A triangle $ABC$ with orthocenter $H$ is given. $P$ is a variable point on line $BC$. The perpendicular to $BC$ through $P$ meets $BH$, $CH$ at $X$, $Y$ respectively. The line through $H$ parallel to $BC$ meets $AP$ at $Q$. Lines $QX$ and $QY$ meet $BC$ at $U$, $V$ respectively. Find the shape of the locus of the incenters of the triangles $QUV$.

The numbers $a$, $b$, and $c$ are real. Prove that $$(a^5+b^5+c^5+a^3c^2+b^3a^2+c^3b^2)^2\geq 4(a^2+b^2+c^2)(a^5b^3+b^5c^3+c^5a^3)$$

A class has 30 students. To celebrate 'Tu BiShvat' each student chose some dried fruits out of $n$ different kinds. Say two students are friends if they both chose from the same type of fruit. Find the minimal $n$ so that it is possible that each student has exactly \(6\) friends.

Let $n>1$ be an integer. Find all $r\in \mathbb{R}$ so that the system of equations in real variables $x_1, x_2, \dots, x_n$: \begin{align*} &(r\cdot x_1-x_2)(r\cdot x_1-x_3)\dots (r\cdot x_1-x_n)=\\ =&(r\cdot x_2-x_1)(r\cdot x_2-x_3)\dots (r\cdot x_2-x_n)=\\ &\qquad \qquad \qquad \qquad \vdots \\ =&(r\cdot x_n-x_1)(r\cdot x_n-x_2)\dots (r\cdot x_n-x_{n-1}) \end{align*}has a solution where the numbers $x_1, x_2, \dots, x_n$ are pairwise distinct.

Define a ring in the plane to be the set of points at a distance of at least $r$ and at most $R$ from a specific point $O$, where $r<R$ are positive real numbers. Rings are determined by the three parameters $(O, R, r)$. The area of a ring is labeled $S$. A point in the plane for which both its coordinates are integers is called an integer point. a) For each positive integer $n$, show that there exists a ring not containing any integer point, for which $S>3n$ and $R<2^{2^n}$. b) Show that each ring satisfying $100\cdot R<S^2$ contains an integer point.

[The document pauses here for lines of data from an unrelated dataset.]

PR #66, opened 2021-07-20
Update button component

LeeMellon:
##Minor update to button 
- Handles 'aria-disabled' attribute for  `<outline-button>` and sub/shadow root elements. 
- Adds onClick and onKeyUp props. 
- Adds css styles to prevent button clicks on disabled. 

<a href="https://gitpod.io/#https://github.com/phase2/outline/pull/66"></a>


src/components/base/outline-button/outline-button.stories.ts
```diff
@@ -85,6 +89,14 @@ export const PrimaryButton = Template.bind({});
 PrimaryButton.args = {
   defaultSlot: 'Primary button',
   variant: 'primary',
+  onClick: (e: Event) => {
+    e.preventDefault(), console.log('onClick called!!');
```
mabry1985: console.log statement here

src/components/base/outline-button/outline-button.ts
```diff
@@ -49,19 +49,55 @@ export class OutlineButton extends OutlineElement {
...
+   */
+  @property() onClick: () => void;
+
+  /**
+   * A keyUp handler to be passed to the @keyUp attribute
+   */
+  @property() onKeyUp: () => void;
+
+  /**
+   * Sets role attribute to "button", for accessibility purposes.
```
damontgomery: This comment is helpful!

src/components/base/outline-button/outline-button.ts
```diff
@@ -49,19 +49,55 @@ export class OutlineButton extends OutlineElement {
...
+   */
+  @property({ type: String, reflect: true }) role = 'button';
+
+  /**
+   * Sets tabindex attribute to default "0", for accessibility purposes.
```
damontgomery: Another helpful comment!

src/components/base/outline-button/outline-button.ts
```diff
@@ -49,19 +55,105 @@ export class OutlineButton extends OutlineElement {
...
+
+  /**
+   * Sets the position of the tooltipInfo/disabledInfo display on hover.
+   */
+  @property({ type: String }) position: TooltipPosition = 'bottom';
+
+  /**
+   * Used to provied a unique ID to panel content <div> for accessibility purposes.
+   */
+  seed = Math.floor(Math.random() * 10000);
```
damontgomery: Could this be part of the logic in the `outline-tooltip` component? Are there cases when it's helpful for the consumer to provide the ID or could be generate random strings in all situations?

damontgomery (commented):
Thanks again for all the work here.

I tested by reviewing the button code and the button stories in Storybook.

## Notes
- The comments in the button component do a good job of explaining `why` the properties / etc exist which is helpful context. :)

## Questions
- Is there a way to use the keyboard to select the buttons? I can't get it to work. Visually it doesn't show and looking at `document.activeElement` in the console doesn't show the button. Focus with JS does work, `$('outline-button').focus()` in the console.
- (improvement) Could we have examples for disabled buttons / tooltips in the stories?

Thanks again.

src/components/base/outline-button/outline-button.css
```diff
@@ -1,5 +1,11 @@
+:host {
+  /* flex and border-radius constrain the actual boundaries of the element,
+   preventing literal edge cases where a user can click on the edge or corner of the button and defeate states like disabled */
+  @apply flex rounded-xl;
+}
+
 .btn {
-  @apply px-12 py-4 text-lg leading-tight rounded-xl cursor-pointer transition-colors duration-300 font-body no-underline inline-flex content-center;
```
mabry1985, line 2: Can we add the padding back here? I thought `py-3 px-4` looked pretty good.

mabry1985 (changes requested):
@LeeMellon I think this button is looking great and I used it mostly as is on SMC. Can we pull the tooltip from this though and work on that separately in [this](https://github.com/phase2/outline/pull/74) ticket? 

We can extend this base button and implement tooltip functionality there.

src/components/base/outline-button/outline-button.css
LeeMellon: It's still there for large buttons.

LeeMellon:
Tooltip is here because it was part of the requested functionality. So let's get tool-tip up to snuff first and then merge this in.

src/components/base/outline-button/outline-button.ts
LeeMellon: tooltip requires an id so that the target can be associated with the tooltip. It seemed best for the id to be user/consumer generated incase they wanted/needed to specify. In this scenario I hardcoded it as it seemed like stable behavior. But I'm open to removing the id prop entirely from the tooltip and letting it be autogenerated within the tooltip itself.

mabry1985 (approved):
Looks good!

mabry1985:
@shaal @himerus if one of you have a chance to take a look at this, I think it's good to go.

src/components/base/outline-button/outline-button.stories.ts
```diff
@@ -110,17 +134,30 @@ IconLink.args = {
 export const PrimaryButton = Template.bind({});
 PrimaryButton.args = {
   defaultSlot: 'Primary button',
+  size: 'medium',
   variant: 'primary',
+  onClick: (e: Event) => {
+    e.preventDefault();
+    console.log('onClick called!!');
```
shaal:
```suggestion
```

src/components/base/outline-button/outline-button.stories.ts
```diff
@@ -110,17 +134,30 @@ IconLink.args = {
...
+  },
+  onKeyUp: (e: KeyboardEvent) => {
+    e.preventDefault();
+    if (e.key === ' ') {
+      console.log(e);
```
shaal:
```suggestion
      console.error(e);
```

src/components/base/outline-button/outline-button.css
```diff
@@ -13,23 +19,21 @@
...
   &:hover,
   &:focus {
     @apply bg-neutral-black text-neutral-white;
   }
-
-  &:disabled {
-    @apply cursor-not-allowed text-gray-500 bg-gray-300;
-  }
+}
+.btn.secondary[aria-disabled='true'] {
```
madhaze: Should we move all the disable styles to one place and just separate the selectors with comma. Instead of repeating the same apply three times. Or does just ‘.btn[aria-disabled=“true”]’ work like the .small classes?

mabry1985:
@LeeMellon is this PR is an outdated version of https://github.com/phase2/outline/pull/93 ?

LeeMellon:
@mabry1985 No this is just updating the button on its one. I wasn't sure if the built-in tooltip was going to fly, or if it should be a sub version of button.

madhaze (approved):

In triangle $ABC$, the angle bisectors are $BE$ and $CF$ (where $E, F$ are on the sides of the triangle), and their intersection point is $I$. Point $N$ lies on the circumcircle of $AEF$, and the angle $\angle IAN$ is right. The circumcircle of $AEF$ meets the line $NI$ a second time at the point $L$. Show that the circumcenter of $AIL$ lies on line $BC$.

Bilbo, Gandalf, and Nitzan play the following game. First, Nitzan picks a whole number between $1$ and $2^{2022}$ inclusive and reveals it to Bilbo. Bilbo now compiles a string of length $4044$ built from the three letters $a,b,c$. Nitzan looks at the string, chooses one of the three letters $a,b,c$, and removes from the string all instances of the chosen letter. Only then is the string revealed to Gandalf. He must now guess the number Nitzan chose. Can Bilbo and Gandalf work together and come up with a strategy beforehand that will always allow Gandalf to guess Nitzan's number correctly, no matter how he acts?

Let $f: \mathbb{Z}^2\to \mathbb{R}$ be a function. It is known that for any integer $C$ the four functions of $x$ \[f(x,C), f(C,x), f(x,x+C), f(x, C-x)\]are polynomials of degree at most $100$. Prove that $f$ is equal to a polynomial in two variables and find its maximal possible degree. Remark: The degree of a bivariate polynomial $P(x,y)$ is defined as the maximal value of $i+j$ over all monomials $x^iy^j$ appearing in $P$ with a non-zero coefficient.

Scalene triangle $ABC$ has incenter $I$ and circumcircle $\Omega$ with center $O$. $H$ is the orthocenter of triangle $BIC$, and $T$ is a point on $\Omega$ for which $\angle ATI=90^\circ$. Circle $(AIO)$ intersects line $IH$ again at $X$. Show that the lines $AX, HT$ intersect on $\Omega$.